WHAT THIS TASK INVOLVES:
Each line below must be written out exactly as shown.

== Segment start ==

PR #222, opened 2023-04-27
Explicitly include stdint header

cmarcelo:
Fix build for g++-13.

### DIFF
--- a/path.hpp
+++ b/path.hpp
@@ -21,6 +21,7 @@
  */
 
 #pragma once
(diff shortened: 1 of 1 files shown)


path.hpp
```diff
@@ -21,6 +21,7 @@
  */
 
 #pragma once
+#include <cstdint>
```
HansKristian-Work, line 24: stdint.h, not cstdint.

== Segment end ==

RESULT OF THIS TASK:
PR #222, opened 2023-04-27
Explicitly include stdint header

cmarcelo:
Fix build for g++-13.

### DIFF
--- a/path.hpp
+++ b/path.hpp
@@ -21,6 +21,7 @@
  */
 
 #pragma once
(diff shortened: 1 of 1 files shown)


path.hpp
```diff
@@ -21,6 +21,7 @@
  */
 
 #pragma once
+#include <cstdint>
```
HansKristian-Work, line 24: stdint.h, not cstdint.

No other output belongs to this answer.